One possible sense of this statement is that “mind”, being an organic concept, and organisms being interdependent with particular proximate and distant, and variously mediated, environments, is realised not just corporeally but inter-corporeally in an environmental field, as habitus-in-habitat, but which, nevertheless, humans, foolishly or otherwise, experience through, or as, a sense of self, a self itself visualised and intellectualised.
However, Barad’s elaboration of her point about “mind” is that,
“Brain cells are not the only ones that hold memories, respond to stimuli, or think thoughts. Brittlestars intra-act with their ocean environment and respond to differential stimuli made intelligible through these intra-actions, adjusting their positions and reworking their bodies in order to avoid predators or find food or shelter, all without brains or eyes.” (Barad, 2007: 379)
In so doing, Barad suggests that brittlestars,
“challenge our Cartesian habits of mind, breaking down the usual visual metaphors for knowing along with its optics of mediated sight.” (Barad, 2007: 379)
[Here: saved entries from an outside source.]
PR #46, opened 2017-04-05
Simplify laser profile function and add temporal chirp

RemiLehe:
This simplifies the expression for a gaussian laser pulse:
- The expression uses complex numbers, which makes it simpler and more compact.
- In the boosted-frame case, we convert the points at which to calculate the laser to the lab-frame, instead of converting the wavelength, radius of curvature etc. to the boosted-frame.

In addition, I added the possibility to add temporal chirp (and a CEP phase) in the laser.

### DIFF
--- a/fbpic/lpa_utils/boosted_frame.py
+++ b/fbpic/lpa_utils/boosted_frame.py
@@ -219,28 +219,6 @@ class BoostConverter( object ):
 
         return( boosted_frame_vars )
 
-
-    def curvature( self, lab_frame_vars ):
-        """
-        Converts a list of laser curvature from the lab frame
-        to the boosted frame:
-        R' = R / ( 1 + beta0 )
-
-        Parameters
-        ----------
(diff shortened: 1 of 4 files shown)


fbpic/lpa_utils/boosted_frame.py
```diff
@@ -219,28 +219,6 @@ def wavenumber( self, lab_frame_vars ):
 
         return( boosted_frame_vars )
```
RemiLehe: The functions below are not needed anymore because of the new way in which the boosted frame is performed.

fbpic/lpa_utils/laser/antenna.py
```diff
@@ -208,25 +222,14 @@ def update_v( self, t ):
         t: float (seconds)
             The time at which to calculate the velocities
         """
```
RemiLehe: The code below is not needed anymore, because it is performed directly inside the `gaussian_profile` function.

In articulating the argument in such a form, Barad seems to suggest that brittlestars are engaged in some kind of Socratic dialogue in which they discursively “challenge” humans to a debate on what it means to know. In such an argument, brittlestars would be asserting that knowing does not necessarily require intellection, a point which a human respondent or correspondent might well accept.
Such a human, “intra-actively (re)constituted as part of the world’s becoming” (Barad, 2007: 206), might go on to add that visual metaphors and the use of geometric optics in intellection have proved quite valuable in developing the very science which permits Barad to suggest such things as “Matter is a stabilizing and destabilising process of iterative intra-activity.” (Barad, 2007: 210) and whose deployment in engineering, industry and economics may alter the brittlestar’s ocean environment such that the brittlestar may find it difficult to continue to intra-act with it intelligibly with the (inter-)corporeal resources at its disposal.
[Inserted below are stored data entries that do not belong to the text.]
PR #50, opened 2017-06-01
Added bunch initialization from numpy arrays

RemiLehe:
Currently, the user can inject a particle bunch in an FBPIC simulation by passing the particle coordinates in a text file or openPMD file. However, it would be convenient to also have the possibility to pass numpy arrays directly.

This pull request implements a function that takes numpy array as argument. 
In addition, this function can also be used inside the other `add_elec_bunch_...` functions, in order to make them shorter.

### DIFF
--- a/docs/source/api_reference/lpa_utilities.rst
+++ b/docs/source/api_reference/lpa_utilities.rst
@@ -21,7 +21,9 @@ Beam utilities
 
 .. autofunction:: fbpic.lpa_utils.bunch.add_elec_bunch_gaussian
 
-.. autofunction:: fbpic.lpa_utils.bunch.add_elec_bunch_file	  
+.. autofunction:: fbpic.lpa_utils.bunch.add_elec_bunch_from_arrays
+
+.. autofunction:: fbpic.lpa_utils.bunch.add_elec_bunch_file
 
 External fields
 ---------------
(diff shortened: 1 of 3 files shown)


docs/source/api_reference/lpa_utilities.rst
```diff
@@ -21,7 +21,9 @@ Beam utilities
 
 .. autofunction:: fbpic.lpa_utils.bunch.add_elec_bunch_gaussian
```
RemiLehe: This is in order to have this function added in the FBPIC automatic documentation.

fbpic/lpa_utils/bunch.py
```diff
@@ -405,8 +387,8 @@ def add_elec_bunch_openPMD( sim, ts_path, z_off=0., species=None, select=None,
 
     # Transform particle distribution in
     # the Lorentz boosted frame, if gamma_boost != 1.
```
RemiLehe: I also corrected the lines below: it seems to be a previous error, since the method `boost_particles` does not return anything.

fbpic/lpa_utils/bunch.py
```diff
@@ -416,10 +398,10 @@ def add_elec_bunch_openPMD( sim, ts_path, z_off=0., species=None, select=None,
     # to allow for energy spread
     gamma0 = 1. / np.mean(relat_elec.inv_gamma)
     get_space_charge_fields( sim.fld, [relat_elec], gamma0,
```
RemiLehe: The changes below are not significant. Sorry for the distraction.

Barad’s point would seem to be that there is more to knowing than vision and intellection, or eye and brain, to recall the title of a book by Richard L. Gregory, which are to the fore in current human thinking about what it means to know, a point which those engaged in elaborating the concepts necessary to understand embodied cognition would not be surprised to hear.
So while the ‘diffractive’ knowing of the brittlestar may be sufficient for its negotiation of its oceanic environment, it might provide a poor place to start to critique the reflective and reflexive practices of knowing that people have been using, in addition to their own distinctive ‘diffractive’ knowing, to negotiate their relations to their different material environments since the 17th century. Specifically, it would be a poor place to start to understand the dynamic relationships among diffractive, refractive, reflective and reflexive modes of knowing, given that they are not opposed, but are modes of ‘knowing other than’ although possibly not ‘knowing better than’.
Who or what would presume to ‘know better than’ (what it is) ‘to know’?
Barad, K. (2007). Meeting the universe halfway: quantum physics and the entanglement of matter and meaning, Durham: Duke University Press.